(Collected data entries)
########################################
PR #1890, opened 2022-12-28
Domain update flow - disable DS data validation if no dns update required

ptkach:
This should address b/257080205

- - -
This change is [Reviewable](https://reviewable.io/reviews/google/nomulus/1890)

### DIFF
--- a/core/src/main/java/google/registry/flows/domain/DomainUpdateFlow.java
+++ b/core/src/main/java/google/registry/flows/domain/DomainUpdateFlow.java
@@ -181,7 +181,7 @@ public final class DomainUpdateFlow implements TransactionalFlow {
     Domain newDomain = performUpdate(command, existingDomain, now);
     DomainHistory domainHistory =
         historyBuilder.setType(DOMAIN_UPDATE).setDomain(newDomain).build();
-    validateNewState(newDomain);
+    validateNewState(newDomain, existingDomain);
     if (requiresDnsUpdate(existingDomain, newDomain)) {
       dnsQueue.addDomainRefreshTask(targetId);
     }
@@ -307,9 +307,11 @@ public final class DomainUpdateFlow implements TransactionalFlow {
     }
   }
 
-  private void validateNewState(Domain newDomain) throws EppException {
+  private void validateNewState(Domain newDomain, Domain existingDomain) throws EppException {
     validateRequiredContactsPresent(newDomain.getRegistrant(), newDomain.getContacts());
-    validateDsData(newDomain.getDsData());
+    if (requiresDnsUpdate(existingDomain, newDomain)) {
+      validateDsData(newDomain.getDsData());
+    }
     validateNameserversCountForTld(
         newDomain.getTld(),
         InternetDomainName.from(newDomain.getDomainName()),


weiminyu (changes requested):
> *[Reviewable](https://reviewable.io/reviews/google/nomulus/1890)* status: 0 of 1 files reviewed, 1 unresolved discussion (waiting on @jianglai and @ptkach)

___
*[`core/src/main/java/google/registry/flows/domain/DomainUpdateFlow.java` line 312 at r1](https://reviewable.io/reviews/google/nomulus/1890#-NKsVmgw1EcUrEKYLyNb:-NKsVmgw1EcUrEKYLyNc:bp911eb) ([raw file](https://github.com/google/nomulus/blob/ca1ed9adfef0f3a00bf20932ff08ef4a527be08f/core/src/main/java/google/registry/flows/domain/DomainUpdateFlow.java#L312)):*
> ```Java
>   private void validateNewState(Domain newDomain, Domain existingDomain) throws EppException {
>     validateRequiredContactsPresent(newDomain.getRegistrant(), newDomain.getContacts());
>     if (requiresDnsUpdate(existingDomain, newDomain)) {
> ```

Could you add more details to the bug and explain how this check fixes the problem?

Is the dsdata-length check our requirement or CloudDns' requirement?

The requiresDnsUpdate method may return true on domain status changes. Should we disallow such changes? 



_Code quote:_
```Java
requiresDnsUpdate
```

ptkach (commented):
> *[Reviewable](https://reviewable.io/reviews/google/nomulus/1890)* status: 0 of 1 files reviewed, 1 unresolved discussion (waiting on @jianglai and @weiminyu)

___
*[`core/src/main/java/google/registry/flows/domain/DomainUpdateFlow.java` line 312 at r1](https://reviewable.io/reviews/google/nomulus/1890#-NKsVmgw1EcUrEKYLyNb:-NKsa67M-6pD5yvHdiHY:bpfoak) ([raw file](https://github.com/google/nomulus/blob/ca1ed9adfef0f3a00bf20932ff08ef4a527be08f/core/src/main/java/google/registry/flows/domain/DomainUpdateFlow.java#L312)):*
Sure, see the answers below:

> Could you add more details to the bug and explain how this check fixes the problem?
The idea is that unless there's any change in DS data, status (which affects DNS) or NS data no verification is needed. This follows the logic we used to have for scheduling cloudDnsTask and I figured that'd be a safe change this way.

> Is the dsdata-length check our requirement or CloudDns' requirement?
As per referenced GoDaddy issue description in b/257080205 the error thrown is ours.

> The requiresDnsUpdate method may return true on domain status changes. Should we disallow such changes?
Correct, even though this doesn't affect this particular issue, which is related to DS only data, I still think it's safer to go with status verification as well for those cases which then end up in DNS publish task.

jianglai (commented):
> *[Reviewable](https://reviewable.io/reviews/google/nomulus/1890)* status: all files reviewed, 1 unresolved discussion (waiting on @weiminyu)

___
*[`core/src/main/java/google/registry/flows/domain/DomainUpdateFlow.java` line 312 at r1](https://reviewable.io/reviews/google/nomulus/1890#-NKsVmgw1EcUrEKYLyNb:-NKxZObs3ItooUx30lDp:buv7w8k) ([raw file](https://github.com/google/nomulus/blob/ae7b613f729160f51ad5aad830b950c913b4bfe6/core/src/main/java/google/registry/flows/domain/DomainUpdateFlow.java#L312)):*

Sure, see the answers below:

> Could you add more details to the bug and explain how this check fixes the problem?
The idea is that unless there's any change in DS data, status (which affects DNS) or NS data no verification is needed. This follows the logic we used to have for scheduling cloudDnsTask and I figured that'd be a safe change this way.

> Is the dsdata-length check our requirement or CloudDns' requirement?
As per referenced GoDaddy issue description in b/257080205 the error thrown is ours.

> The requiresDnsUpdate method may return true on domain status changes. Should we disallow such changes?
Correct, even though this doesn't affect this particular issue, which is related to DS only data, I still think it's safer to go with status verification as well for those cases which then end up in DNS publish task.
########################################
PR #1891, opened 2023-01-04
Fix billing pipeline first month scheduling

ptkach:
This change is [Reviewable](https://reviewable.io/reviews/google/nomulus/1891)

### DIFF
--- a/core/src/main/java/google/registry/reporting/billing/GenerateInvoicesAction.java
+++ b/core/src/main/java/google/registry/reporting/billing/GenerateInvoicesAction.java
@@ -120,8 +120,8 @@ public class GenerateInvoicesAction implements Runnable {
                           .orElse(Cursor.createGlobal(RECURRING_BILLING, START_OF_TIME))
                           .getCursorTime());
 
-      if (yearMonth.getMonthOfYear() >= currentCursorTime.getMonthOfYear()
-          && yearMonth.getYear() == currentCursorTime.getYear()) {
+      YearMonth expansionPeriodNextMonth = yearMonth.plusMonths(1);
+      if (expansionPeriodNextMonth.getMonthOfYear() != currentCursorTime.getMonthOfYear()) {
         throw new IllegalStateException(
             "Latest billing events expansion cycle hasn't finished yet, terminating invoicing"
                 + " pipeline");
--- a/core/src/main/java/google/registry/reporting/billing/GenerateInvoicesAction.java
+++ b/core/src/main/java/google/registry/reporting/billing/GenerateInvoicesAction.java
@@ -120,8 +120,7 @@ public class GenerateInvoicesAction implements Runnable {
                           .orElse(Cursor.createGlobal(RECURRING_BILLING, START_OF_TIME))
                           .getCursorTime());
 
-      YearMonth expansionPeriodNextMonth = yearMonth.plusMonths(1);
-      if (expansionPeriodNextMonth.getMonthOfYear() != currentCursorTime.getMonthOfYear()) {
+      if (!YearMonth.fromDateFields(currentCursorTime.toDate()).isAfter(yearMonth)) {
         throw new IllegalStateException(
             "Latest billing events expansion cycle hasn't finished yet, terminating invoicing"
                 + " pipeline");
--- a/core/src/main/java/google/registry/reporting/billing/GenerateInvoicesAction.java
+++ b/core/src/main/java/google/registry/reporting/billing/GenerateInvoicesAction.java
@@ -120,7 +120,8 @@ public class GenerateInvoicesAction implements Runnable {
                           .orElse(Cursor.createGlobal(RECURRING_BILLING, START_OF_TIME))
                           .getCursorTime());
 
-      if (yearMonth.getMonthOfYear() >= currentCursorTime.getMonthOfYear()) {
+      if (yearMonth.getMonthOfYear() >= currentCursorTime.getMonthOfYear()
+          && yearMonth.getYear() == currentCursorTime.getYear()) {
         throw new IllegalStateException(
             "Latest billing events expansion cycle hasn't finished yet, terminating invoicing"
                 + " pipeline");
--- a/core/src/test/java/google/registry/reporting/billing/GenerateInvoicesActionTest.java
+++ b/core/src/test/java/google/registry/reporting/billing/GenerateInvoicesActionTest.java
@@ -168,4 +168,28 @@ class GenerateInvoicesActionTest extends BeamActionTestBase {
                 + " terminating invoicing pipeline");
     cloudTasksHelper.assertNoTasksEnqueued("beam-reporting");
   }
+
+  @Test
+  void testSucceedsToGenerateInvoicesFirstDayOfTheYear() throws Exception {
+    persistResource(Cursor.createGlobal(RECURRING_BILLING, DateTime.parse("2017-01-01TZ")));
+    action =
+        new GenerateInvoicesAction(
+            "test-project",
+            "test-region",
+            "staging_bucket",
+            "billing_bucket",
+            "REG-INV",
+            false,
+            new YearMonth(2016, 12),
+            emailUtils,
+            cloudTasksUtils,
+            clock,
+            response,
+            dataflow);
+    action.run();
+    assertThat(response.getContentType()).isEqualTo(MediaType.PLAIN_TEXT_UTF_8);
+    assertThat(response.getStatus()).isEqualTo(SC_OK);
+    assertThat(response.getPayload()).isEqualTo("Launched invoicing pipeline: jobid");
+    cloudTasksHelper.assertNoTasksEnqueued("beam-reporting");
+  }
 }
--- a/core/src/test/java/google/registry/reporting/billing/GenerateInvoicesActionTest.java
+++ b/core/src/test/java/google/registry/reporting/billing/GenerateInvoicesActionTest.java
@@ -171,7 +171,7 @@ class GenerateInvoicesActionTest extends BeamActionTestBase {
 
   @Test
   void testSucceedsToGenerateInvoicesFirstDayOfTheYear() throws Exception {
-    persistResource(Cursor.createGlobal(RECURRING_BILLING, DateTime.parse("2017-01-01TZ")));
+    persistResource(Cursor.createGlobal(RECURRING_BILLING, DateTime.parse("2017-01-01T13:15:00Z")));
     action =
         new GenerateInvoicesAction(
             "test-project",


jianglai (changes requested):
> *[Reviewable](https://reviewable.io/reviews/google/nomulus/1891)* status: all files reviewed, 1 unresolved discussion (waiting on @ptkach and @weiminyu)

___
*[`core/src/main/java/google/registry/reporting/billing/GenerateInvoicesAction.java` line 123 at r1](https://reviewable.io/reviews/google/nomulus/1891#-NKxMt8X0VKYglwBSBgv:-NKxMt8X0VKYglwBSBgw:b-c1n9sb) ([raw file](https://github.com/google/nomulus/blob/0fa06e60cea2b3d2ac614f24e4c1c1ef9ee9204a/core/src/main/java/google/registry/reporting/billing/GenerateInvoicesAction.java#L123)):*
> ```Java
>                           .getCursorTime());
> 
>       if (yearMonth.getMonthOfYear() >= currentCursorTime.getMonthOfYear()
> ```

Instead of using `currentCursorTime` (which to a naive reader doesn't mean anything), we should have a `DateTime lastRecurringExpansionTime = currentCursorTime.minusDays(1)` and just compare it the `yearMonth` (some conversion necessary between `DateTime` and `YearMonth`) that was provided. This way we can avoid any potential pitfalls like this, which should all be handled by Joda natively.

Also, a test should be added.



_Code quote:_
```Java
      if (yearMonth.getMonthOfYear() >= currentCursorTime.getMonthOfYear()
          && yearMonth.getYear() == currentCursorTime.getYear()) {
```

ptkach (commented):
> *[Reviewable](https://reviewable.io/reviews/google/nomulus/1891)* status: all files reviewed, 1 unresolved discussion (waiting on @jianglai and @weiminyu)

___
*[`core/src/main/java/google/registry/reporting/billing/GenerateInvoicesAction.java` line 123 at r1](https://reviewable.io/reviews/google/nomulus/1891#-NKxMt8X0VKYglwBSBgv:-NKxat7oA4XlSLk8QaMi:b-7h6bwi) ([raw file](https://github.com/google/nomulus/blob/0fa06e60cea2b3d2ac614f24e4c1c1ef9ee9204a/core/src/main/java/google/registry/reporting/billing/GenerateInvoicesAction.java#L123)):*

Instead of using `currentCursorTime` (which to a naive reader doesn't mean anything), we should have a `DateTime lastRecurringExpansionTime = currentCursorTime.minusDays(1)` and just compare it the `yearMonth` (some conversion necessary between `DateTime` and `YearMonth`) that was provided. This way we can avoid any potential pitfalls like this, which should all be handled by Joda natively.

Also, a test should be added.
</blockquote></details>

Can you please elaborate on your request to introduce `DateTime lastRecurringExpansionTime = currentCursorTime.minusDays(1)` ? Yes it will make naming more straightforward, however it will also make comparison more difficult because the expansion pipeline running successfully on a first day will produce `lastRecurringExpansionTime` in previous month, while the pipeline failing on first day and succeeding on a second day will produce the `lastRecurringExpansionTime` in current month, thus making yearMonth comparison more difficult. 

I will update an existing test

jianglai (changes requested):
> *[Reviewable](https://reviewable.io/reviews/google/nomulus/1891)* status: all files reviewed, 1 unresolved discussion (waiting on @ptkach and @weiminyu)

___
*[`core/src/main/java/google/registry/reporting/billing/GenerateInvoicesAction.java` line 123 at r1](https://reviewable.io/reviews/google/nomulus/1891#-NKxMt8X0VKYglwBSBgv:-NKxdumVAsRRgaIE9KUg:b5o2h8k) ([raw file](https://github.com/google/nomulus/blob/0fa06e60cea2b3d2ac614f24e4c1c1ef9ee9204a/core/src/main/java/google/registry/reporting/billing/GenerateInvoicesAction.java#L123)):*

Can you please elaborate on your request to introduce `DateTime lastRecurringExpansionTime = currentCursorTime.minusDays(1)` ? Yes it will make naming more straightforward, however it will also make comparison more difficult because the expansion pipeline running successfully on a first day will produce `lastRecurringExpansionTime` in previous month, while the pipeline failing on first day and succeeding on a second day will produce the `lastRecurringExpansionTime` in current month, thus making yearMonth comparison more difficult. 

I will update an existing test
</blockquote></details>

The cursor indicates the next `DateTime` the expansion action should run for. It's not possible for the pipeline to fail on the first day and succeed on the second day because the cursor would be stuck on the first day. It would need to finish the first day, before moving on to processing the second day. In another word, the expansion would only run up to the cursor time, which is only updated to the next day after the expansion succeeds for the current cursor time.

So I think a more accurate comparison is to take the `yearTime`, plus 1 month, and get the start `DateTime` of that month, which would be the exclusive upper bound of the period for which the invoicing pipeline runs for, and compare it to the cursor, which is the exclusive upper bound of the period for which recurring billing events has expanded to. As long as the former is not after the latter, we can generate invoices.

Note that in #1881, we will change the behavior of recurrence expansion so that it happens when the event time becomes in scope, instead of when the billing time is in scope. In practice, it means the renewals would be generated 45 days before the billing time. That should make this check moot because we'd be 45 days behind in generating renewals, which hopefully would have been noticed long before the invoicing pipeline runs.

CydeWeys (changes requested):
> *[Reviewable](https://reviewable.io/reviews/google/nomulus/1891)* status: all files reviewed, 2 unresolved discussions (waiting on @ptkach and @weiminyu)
########################################
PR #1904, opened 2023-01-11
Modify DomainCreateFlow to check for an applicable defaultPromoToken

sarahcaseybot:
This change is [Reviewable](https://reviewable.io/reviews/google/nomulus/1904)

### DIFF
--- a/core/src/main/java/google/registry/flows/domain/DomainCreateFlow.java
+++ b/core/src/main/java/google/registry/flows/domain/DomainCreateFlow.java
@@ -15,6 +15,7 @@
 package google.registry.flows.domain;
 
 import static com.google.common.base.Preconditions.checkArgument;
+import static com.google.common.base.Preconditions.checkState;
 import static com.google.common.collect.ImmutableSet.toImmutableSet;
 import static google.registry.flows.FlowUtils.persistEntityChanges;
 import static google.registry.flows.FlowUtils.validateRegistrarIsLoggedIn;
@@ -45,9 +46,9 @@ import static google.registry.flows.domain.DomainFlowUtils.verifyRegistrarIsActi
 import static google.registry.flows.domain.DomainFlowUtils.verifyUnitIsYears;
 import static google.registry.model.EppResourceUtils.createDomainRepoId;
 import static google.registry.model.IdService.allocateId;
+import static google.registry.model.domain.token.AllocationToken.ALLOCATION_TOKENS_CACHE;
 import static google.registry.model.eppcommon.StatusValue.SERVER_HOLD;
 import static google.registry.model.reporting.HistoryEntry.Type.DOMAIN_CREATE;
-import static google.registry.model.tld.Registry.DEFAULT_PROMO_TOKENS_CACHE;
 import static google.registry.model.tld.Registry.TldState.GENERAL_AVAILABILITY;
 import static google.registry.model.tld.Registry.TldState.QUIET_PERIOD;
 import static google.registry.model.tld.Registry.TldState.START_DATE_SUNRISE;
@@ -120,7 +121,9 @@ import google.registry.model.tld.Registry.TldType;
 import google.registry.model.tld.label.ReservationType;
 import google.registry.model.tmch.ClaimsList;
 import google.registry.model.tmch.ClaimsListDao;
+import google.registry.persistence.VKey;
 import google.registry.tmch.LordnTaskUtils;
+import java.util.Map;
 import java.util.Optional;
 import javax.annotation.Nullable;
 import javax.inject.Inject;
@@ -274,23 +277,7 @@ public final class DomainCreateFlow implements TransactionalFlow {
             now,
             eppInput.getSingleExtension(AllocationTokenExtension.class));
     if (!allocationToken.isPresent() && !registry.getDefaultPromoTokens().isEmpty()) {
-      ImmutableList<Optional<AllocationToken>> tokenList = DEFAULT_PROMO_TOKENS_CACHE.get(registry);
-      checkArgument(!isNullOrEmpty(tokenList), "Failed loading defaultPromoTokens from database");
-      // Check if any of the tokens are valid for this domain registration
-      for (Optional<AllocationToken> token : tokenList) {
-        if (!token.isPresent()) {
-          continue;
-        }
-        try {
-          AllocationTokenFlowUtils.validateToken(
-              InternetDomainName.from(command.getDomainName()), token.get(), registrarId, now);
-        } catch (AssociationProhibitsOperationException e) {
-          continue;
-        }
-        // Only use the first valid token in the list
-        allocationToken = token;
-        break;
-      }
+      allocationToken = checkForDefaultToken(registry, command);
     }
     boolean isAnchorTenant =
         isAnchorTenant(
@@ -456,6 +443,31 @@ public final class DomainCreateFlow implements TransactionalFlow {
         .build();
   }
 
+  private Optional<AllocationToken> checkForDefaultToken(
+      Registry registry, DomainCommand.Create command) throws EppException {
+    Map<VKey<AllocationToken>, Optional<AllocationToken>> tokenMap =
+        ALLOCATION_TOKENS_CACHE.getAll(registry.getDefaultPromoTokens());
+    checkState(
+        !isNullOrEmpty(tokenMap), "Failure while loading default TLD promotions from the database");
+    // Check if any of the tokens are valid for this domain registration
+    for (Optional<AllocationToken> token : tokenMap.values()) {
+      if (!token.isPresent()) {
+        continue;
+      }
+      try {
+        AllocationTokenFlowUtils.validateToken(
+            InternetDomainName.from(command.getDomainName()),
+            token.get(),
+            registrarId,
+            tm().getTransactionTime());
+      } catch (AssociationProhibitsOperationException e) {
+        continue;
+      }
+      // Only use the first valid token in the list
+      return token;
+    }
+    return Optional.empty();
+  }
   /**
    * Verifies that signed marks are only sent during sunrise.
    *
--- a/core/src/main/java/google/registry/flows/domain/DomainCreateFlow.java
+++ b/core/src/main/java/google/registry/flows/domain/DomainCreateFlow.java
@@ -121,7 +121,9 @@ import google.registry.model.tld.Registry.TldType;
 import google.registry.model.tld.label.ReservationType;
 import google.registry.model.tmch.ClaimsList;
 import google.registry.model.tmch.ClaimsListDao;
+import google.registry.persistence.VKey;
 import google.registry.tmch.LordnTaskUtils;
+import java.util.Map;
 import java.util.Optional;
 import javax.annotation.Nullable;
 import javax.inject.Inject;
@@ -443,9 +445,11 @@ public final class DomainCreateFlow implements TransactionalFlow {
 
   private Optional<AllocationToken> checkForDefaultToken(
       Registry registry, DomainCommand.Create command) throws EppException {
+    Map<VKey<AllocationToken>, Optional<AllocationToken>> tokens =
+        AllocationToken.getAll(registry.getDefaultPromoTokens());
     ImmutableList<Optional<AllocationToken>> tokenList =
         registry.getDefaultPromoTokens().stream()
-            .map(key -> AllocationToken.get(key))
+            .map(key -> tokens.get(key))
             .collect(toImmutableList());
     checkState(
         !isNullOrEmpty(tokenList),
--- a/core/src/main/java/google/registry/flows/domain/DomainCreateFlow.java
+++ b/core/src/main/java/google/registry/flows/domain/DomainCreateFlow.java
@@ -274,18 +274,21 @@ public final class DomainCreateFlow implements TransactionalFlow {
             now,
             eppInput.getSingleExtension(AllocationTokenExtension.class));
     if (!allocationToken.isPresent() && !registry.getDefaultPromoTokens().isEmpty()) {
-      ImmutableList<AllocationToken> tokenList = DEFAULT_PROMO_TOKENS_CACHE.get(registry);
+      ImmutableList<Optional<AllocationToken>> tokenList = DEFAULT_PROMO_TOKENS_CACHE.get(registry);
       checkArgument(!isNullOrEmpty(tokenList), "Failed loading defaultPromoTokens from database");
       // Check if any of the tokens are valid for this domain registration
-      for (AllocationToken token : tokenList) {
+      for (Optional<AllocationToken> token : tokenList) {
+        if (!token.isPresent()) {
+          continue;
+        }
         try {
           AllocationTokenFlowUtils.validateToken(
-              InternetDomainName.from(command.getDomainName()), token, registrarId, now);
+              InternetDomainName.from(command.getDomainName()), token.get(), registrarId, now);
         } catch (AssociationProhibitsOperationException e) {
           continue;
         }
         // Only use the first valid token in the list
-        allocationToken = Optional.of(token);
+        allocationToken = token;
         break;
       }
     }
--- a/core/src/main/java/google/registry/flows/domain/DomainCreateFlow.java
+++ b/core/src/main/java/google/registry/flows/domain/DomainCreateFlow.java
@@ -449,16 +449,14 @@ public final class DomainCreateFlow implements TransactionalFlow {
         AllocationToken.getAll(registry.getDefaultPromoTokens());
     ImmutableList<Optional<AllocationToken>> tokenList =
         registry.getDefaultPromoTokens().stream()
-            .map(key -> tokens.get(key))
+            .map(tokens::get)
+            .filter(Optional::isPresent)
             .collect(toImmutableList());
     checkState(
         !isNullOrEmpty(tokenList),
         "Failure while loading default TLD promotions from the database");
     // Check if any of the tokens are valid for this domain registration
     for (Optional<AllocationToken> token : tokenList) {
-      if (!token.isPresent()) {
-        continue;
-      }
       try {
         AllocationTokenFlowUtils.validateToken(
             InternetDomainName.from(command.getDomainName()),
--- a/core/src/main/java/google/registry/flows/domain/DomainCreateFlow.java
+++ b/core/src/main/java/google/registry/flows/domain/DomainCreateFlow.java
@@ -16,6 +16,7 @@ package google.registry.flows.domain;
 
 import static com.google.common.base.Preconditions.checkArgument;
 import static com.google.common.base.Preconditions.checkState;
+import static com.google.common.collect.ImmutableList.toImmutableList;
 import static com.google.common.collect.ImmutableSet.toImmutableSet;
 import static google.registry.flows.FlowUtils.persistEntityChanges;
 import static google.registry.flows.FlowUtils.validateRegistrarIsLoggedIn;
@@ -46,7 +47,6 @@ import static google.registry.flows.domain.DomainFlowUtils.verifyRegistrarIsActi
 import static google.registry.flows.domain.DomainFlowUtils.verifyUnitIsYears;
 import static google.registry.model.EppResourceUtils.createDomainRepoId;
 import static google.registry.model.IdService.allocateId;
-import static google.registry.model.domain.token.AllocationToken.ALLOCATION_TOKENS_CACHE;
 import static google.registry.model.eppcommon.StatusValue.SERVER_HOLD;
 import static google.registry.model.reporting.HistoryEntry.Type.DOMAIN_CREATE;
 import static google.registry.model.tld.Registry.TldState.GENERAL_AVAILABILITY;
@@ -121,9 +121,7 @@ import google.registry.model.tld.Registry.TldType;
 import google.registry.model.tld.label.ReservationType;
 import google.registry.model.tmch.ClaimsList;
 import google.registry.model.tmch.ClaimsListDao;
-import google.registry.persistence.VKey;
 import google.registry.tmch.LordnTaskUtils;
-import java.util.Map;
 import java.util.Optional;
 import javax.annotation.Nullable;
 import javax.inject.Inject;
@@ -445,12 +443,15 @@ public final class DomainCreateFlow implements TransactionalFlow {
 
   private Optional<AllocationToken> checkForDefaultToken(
########################################
◆ **TASK DETAILS**:
From the data above, copy each line that holds "package".

◆ **ANSWER SECTION**:
 package google.registry.flows.domain;
@@ -16,6 +16,7 @@ package google.registry.flows.domain;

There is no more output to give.